• [ASSIGNED TASK]
Quote only the lines from the top of the listing below down to and including the line with "- Added a resource".

• [SOURCE DATA]
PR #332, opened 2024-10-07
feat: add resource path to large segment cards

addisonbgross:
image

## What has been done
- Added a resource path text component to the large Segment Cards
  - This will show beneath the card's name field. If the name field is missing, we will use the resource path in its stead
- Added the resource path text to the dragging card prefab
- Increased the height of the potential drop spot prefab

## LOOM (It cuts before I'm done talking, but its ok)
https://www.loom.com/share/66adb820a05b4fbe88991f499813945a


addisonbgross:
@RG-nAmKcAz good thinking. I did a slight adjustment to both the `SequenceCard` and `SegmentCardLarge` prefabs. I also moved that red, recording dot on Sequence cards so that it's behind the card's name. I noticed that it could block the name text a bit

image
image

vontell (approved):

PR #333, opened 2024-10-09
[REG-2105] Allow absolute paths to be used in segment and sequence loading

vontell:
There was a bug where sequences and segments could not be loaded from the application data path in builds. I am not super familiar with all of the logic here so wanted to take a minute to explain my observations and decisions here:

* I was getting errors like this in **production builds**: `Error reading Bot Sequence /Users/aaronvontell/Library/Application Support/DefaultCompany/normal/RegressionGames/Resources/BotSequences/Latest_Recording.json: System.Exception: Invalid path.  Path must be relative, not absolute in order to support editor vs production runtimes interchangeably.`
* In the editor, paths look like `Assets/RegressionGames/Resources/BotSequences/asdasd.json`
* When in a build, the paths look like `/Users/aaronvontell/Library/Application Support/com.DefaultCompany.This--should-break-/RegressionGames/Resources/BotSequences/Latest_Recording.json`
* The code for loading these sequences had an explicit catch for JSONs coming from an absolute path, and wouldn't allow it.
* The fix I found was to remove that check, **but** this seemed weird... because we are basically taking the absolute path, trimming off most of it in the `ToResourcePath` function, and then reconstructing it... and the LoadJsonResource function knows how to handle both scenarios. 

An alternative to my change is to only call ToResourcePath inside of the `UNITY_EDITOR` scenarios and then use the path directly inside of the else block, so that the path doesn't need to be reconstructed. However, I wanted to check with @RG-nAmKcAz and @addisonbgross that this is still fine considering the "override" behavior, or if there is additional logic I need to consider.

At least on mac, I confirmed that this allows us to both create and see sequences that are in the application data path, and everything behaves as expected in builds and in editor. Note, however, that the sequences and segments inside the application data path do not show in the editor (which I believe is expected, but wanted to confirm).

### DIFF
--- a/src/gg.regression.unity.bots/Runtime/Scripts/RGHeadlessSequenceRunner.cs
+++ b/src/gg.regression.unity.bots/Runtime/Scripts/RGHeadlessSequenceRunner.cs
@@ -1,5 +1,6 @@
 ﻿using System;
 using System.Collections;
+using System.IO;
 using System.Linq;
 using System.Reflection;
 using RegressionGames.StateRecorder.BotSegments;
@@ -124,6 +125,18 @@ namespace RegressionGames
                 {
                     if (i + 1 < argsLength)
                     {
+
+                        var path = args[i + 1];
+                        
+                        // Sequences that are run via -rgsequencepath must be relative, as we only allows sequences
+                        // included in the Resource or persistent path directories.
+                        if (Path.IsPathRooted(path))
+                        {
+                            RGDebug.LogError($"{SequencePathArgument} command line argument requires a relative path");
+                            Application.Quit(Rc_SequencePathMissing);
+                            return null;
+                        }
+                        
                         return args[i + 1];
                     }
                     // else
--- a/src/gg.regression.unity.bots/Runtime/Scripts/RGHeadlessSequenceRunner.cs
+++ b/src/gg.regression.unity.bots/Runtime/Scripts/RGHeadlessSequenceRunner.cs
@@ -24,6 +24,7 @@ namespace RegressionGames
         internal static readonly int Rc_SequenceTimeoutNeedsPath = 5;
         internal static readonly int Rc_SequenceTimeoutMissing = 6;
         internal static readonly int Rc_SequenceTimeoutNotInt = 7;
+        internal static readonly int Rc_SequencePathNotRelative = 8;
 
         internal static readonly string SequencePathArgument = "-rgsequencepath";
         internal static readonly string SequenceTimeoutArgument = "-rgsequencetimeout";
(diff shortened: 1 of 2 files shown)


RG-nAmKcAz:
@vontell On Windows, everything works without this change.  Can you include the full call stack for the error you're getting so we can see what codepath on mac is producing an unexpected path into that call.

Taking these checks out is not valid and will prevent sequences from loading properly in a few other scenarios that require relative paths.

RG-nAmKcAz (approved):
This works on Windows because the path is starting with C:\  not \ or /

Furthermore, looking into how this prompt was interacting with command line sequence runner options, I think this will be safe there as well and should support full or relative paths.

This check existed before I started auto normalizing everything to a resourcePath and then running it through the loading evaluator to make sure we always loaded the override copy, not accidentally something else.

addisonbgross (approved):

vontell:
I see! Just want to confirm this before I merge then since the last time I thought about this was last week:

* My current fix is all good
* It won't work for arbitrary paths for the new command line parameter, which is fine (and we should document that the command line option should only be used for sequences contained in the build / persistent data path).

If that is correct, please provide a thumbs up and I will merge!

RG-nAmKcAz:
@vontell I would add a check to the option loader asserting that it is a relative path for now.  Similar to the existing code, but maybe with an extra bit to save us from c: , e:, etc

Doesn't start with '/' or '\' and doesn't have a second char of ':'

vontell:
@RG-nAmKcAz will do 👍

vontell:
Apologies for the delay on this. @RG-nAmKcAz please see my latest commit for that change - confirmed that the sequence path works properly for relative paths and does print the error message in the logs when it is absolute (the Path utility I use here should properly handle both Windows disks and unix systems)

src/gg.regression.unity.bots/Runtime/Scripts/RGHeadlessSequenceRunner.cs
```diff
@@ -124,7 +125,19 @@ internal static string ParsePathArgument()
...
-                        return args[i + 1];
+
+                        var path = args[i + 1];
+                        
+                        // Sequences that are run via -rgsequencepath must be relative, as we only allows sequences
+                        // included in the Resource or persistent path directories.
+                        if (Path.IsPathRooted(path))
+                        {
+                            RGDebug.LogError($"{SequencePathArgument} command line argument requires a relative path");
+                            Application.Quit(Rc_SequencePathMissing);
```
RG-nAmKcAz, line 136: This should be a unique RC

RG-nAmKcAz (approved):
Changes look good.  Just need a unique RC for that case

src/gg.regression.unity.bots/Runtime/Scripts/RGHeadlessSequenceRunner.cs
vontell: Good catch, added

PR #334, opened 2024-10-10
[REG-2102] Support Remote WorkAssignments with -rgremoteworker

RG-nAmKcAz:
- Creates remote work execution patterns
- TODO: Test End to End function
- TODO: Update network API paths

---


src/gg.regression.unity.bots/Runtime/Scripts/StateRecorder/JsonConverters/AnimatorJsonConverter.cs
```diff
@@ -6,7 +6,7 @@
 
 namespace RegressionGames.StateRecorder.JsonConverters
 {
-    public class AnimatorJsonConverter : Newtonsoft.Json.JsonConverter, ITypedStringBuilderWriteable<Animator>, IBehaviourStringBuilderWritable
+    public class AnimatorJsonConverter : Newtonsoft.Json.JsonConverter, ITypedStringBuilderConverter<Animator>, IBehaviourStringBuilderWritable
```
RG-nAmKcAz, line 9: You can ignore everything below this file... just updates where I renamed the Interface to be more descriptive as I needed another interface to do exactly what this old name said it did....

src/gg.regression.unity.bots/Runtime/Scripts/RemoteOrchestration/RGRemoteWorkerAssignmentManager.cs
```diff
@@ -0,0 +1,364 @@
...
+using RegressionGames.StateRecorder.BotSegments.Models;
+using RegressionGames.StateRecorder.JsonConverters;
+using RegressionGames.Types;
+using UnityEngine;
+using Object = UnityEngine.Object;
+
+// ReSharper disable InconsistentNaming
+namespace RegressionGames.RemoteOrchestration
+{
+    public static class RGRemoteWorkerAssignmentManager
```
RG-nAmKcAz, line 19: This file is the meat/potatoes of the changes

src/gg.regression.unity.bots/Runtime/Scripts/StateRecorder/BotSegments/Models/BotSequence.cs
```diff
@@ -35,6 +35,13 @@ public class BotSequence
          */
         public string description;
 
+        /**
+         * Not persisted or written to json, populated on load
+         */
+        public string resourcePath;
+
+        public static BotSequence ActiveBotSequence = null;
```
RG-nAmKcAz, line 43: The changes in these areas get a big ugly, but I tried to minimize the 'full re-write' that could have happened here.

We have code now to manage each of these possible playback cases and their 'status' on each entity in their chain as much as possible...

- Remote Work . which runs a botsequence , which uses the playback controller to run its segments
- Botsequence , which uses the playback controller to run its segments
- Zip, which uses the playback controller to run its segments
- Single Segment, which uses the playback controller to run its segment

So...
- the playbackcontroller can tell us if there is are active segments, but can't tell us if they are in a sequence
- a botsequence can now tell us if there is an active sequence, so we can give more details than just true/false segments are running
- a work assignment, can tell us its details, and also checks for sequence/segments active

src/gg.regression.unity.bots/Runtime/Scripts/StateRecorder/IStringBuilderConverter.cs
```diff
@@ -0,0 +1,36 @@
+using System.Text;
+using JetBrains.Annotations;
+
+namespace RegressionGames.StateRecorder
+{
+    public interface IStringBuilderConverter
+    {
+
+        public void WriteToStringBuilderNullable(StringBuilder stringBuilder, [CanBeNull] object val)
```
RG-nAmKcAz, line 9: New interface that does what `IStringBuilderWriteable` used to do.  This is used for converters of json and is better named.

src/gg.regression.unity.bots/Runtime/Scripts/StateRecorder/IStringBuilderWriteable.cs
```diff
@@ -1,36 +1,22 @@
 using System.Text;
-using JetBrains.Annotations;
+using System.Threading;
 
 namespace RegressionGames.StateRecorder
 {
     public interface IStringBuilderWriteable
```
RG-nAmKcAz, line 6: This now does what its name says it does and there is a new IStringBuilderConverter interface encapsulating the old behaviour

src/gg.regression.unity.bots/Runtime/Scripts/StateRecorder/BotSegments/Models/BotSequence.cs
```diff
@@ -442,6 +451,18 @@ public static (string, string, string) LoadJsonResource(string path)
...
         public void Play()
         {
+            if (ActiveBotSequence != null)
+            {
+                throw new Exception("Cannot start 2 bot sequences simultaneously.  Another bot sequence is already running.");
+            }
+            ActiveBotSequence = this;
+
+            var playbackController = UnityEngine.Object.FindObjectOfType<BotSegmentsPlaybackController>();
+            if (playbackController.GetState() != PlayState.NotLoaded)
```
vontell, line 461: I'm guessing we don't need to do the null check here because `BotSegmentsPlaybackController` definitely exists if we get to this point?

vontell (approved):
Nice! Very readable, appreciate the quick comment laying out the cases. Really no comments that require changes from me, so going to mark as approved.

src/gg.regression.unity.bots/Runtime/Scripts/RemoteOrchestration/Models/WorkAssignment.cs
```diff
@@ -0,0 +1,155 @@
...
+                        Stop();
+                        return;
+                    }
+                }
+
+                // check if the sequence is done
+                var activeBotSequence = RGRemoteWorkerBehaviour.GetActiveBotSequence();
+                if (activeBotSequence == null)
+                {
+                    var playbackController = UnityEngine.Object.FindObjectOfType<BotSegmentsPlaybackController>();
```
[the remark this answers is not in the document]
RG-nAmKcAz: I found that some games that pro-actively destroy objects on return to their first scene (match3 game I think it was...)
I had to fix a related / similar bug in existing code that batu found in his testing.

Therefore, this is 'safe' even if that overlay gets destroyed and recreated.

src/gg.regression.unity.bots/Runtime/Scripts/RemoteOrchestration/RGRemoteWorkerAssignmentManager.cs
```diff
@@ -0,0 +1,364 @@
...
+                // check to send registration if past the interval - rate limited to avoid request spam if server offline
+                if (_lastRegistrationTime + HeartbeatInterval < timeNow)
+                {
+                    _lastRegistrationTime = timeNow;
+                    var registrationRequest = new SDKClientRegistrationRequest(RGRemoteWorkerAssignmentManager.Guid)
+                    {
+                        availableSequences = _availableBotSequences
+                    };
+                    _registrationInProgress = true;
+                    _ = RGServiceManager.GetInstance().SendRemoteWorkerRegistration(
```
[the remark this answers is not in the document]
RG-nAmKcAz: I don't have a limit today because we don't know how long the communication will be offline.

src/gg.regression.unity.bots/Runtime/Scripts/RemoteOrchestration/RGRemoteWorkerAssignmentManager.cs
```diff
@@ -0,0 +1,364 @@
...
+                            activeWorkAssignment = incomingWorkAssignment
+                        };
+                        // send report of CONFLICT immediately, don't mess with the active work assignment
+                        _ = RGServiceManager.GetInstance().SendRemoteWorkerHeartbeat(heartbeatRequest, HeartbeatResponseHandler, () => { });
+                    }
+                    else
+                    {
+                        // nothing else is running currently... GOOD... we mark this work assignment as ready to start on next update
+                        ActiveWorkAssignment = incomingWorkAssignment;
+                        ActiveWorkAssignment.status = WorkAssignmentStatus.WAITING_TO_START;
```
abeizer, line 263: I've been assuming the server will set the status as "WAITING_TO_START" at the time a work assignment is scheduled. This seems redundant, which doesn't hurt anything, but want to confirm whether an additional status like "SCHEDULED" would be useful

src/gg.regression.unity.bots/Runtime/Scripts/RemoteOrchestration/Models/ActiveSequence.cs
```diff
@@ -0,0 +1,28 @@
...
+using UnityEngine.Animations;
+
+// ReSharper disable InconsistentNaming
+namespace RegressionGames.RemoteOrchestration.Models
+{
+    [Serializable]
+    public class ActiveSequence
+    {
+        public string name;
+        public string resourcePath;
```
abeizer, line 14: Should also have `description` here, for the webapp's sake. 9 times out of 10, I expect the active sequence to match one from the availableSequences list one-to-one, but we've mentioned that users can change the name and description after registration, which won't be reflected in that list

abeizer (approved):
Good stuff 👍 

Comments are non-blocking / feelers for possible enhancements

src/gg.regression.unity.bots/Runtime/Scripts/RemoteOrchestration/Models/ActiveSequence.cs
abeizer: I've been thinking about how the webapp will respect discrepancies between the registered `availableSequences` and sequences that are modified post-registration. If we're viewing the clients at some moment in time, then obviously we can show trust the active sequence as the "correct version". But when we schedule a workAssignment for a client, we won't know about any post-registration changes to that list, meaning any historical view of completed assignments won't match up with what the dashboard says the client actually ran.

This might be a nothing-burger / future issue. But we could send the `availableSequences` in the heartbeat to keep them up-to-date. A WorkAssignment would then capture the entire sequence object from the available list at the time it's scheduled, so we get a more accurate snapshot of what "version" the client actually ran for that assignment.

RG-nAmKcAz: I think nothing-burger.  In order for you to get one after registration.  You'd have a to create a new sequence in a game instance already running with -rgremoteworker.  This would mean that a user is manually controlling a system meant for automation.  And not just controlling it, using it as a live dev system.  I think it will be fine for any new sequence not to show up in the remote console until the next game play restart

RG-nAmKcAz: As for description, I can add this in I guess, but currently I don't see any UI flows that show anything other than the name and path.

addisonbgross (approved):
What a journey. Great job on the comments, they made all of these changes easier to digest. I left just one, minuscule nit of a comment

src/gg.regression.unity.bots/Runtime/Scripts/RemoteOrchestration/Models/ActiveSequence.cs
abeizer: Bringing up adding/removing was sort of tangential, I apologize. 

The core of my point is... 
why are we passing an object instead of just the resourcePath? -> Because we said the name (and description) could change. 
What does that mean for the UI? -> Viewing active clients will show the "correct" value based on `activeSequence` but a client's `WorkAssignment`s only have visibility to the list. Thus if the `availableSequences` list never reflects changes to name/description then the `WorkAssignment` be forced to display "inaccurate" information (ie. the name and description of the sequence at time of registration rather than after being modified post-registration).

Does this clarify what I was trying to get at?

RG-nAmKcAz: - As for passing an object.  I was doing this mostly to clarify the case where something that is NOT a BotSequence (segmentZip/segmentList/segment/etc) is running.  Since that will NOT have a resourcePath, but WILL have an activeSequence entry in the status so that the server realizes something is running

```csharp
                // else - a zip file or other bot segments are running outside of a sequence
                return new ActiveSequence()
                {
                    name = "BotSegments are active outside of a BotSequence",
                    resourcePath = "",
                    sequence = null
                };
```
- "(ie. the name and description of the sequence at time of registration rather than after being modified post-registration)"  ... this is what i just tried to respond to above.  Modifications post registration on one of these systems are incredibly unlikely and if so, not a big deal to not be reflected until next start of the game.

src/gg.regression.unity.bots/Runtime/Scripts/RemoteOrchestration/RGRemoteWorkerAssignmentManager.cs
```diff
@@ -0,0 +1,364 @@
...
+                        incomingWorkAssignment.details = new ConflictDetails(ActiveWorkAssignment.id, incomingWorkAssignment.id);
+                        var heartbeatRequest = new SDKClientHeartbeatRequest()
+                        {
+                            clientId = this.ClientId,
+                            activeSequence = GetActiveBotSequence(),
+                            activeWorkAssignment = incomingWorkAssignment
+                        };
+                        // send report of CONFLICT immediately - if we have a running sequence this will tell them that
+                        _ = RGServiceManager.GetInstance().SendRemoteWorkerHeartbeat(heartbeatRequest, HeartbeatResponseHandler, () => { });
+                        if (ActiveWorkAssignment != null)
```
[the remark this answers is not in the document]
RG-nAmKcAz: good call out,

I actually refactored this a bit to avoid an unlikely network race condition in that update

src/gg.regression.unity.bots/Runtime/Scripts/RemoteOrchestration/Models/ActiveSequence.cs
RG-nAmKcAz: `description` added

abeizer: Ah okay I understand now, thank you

• [PROBLEM SOLUTION]
PR #332, opened 2024-10-07
feat: add resource path to large segment cards

addisonbgross:
image

## What has been done
- Added a resource path text component to the large Segment Cards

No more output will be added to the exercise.